Широкий холл подъезда монументального дома на улице Алексея Толстого охранял вахтер. Он был уведомлен о моем появлении и указал путь к лифтам. На седьмом этаже укутанная в бархатный халат Вера открыла дверь квартиры и за порогом чмокнула меня в губы. Я протянул ей авоську с фруктами, скинул кроссовки, влез в тапки, и она спросила:

– Где будем пить глинтвейн – здесь, в прихожей, на кухне, в гостиной?

Я оглядел блестящую паркетом прихожую – квадратную комнату с роялем, стеллажами книг и четырьмя креслами в коже вокруг расписного журнального столика. С левой стороны прихожей через открытую дверь открывался вид на два ряда высоченных стульев вдоль обеденного стола и холодильник. С правой – через такую же дверь – вид на спинку дивана, телевизор и видеомагнитофон. Сообразив, где кухня и гостиная, я прикоснулся к плечу Веры:

– Хворая мещанка, место крестьянина без недугов – в людской. Неси свой глинтвейн в прихожую.

Горячее сухое вино за столиком мы пили, сидя в креслах, из внушительных глиняных фужеров.

– Мне, чуть еще болезной, – Вера сжала полы халата на шее, – ой, как полезно потреблять с тобой подогретые плоды виноградной лозы. Но глянь: напротив входной деревянной двери в квартиру – дверь стеклянная. За ней между ванной и туалетом – две спальные комнаты. Одна – мамина, другая – твоей слушательницы. И если ты немедленно согласишься на экскурсию в мою спальню, то окончательно избавишь меня от хвори.

Экскурсия затянулась не на один час. И завершилась очень для меня неожиданно. Очнувшись от полудремы, Вера, взглянула на часы и, как ужаленная, вскочила с кровати. Она накинула халат и забарабанила кулачками по животу моему:

– Вставай-вставай, скоро мама придет.

Я оделся. Вышел в прихожую. Опустился в кресло. Взял еще наполовину полный глиняный фужер. Но вихрем подлетела ко мне Вера:

– Все-все, пойдем к лифтам.

– Погоди.
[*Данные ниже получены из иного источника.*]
Issue #360, opened 2022-07-26
[Enhancement] Add "holytrinity" and "theessentials" Cheats from SMBX2


0lhi:
*holytrinity* triggers:

* jumpman / ahippinandahoppin
* godmode / donthurtme
* shadowstar

*theessentials* triggers all of the above plus:

* (sonics)tooslow

Will make debugging more convenient.

PR #452, opened 2023-01-03
Add a few new cheats (From X2/Other stuff)

SpencerEverly:
I have decided that I'm gonna separate work between branches for certain features. Here's one that adds additional cheats from SMBX2.

List of cheats added:

- supermario200 (Add the max amount of players into the level)
- getmeouttahere (Exits the level without winning)
- foundmycarkey (Instantly grants an keyhole exit)
- mylifegoals (Instantly grants a SMW goal tape exit)
- mysteryball (Instantly grants a SMB3 goal orb exit)
- itsvegas (Instantly grants a SMB3 roulette exit)
- newleaf (Deactivates all active cheats)
- holytrinity (Activates shadowstar, donthurtme, jumpman)
- passerby (Same as above)
- theessentials (Activates sonicstooslow, shadowstar, donthurtme, jumpman)
- theessenjls (Same as above)

In the future hopefully more cheats will be added. For now, this is what I came up with to add.


0lhi:
> foundmycarkeys (Instantly grants an keyhole exit)

I saw this requires to change "*carkeys*" back to "*wherearemycarkeys*" to avoid a conflict. Maybe it could be named `foundmycarkey` or `foundmycar` instead? That's still pretty close to X2, but wouldn't require to remove an established Code.

src/main/cheat_code.cpp
```diff
@@ -2219,7 +2326,7 @@ static void processCheats()
 
     if(cheated)
     {
-        pLogDebug("Cheating detected!!! [%s]\n", oldString.c_str());
+        pLogDebug("Cheating detected!!!! [%s]\n", oldString.c_str());
```
Wohlstand, line 2329: Why four exclamation signs?

Wohlstand (approved):
For me looks fine.

ds-sloth:
These look useful and should resolve #360 nicely.

Are the implementations of the cheats (especially exit cheats) consistent with the SMBX2 implementations? I'm not familiar with how X2 does them. (Does anyone have a link to those implementations?)

Some minor changes: (1) I don't think you need to include compat.h anymore, and (2) you should rename the foundmycarkeys function to foundmycarkey to match the adjusted cheat name.

ds-sloth:
I'm looking at the SMBX2 implementation of the cheats now and yours are somewhat different, especially for the level exit cheats. Let me try comparing X2 and your build to understand better...

0lhi:
> * th**eess**entials (Activates sonicstooslow, shadowstar, donthurtme, jumpman)
> 
> * th**eess**enjls (Same as above)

Дай вино допить.

– Нет-нет, – затормошила меня Вера. – Мама может появиться с минуты на минуту, а мне тебя неудобно ей показать. Увидит она одежонку твою скверную, прическу безвкусную – сильно за меня огорчится. А нервы мамы, мечтающей, что я возьму в мужья франта Леню, надо беречь. Пойдем…

Через три дня, в понедельник, Вера снова назвала по телефону пароль – «мандариновая роща». И опять в сумерки позвонила в дверь моей квартиры. То, что ей неудобно меня маме показать, я воспринял без всякой обиды. Ее честное признание – нисколько мне не было противно.

До середины осени наш пароль действовал. Раз в неделю – обыкновенно, по понедельникам. Вера никогда не спрашивала: есть ли у меня еще подружки? Я не интересовался ее амуральными забавами. Наши отношения, по моему разумению, точно передавались в словах популярной тогда песни:

 
Вот и встретились два одиночества,
Развели у дороги костер.
А костру разгораться не хочется.
Вот и весь, вот и весь разговор.
 

От ее врожденного одиночества Вера просила встреч со мной, я от такого же своего одиночества – на них соглашался. Порознь нам было скучно, вместе – тесно.

Мне нравилось с Верой в постели. Но она приезжала ко мне почти на половину суток – и до и после любовных утех постоянно пилила меня:

– На твой чайник смотреть тошно. Купи новый.

– Не запивай водку сладким компотом – рафинированный сахар забирает кальций из костей.

– Не кури до еды. Пожалей свои сосуды.

– Вылез из теплой ванны – душ холодный прими. Это полезно.

– Вышвырни в мусорное ведро соль – вредоносное неорганическое вещество.

– Исключи из рациона молоко – матерым зверям и молодым мужикам оно противопоказано.

Попытки Веры руководить мной в быту чашу моего терпения не переполняли. Раздражавшие меня ее директивы она компенсировала приятным мне любопытством. А именно – расспросами о деревенском моем детстве и нравах многочисленной моей крестьянской родни. Я не прочь был бы на пароль «мандариновая роща» отзываться и отзываться. Но случилось непредсказуемое.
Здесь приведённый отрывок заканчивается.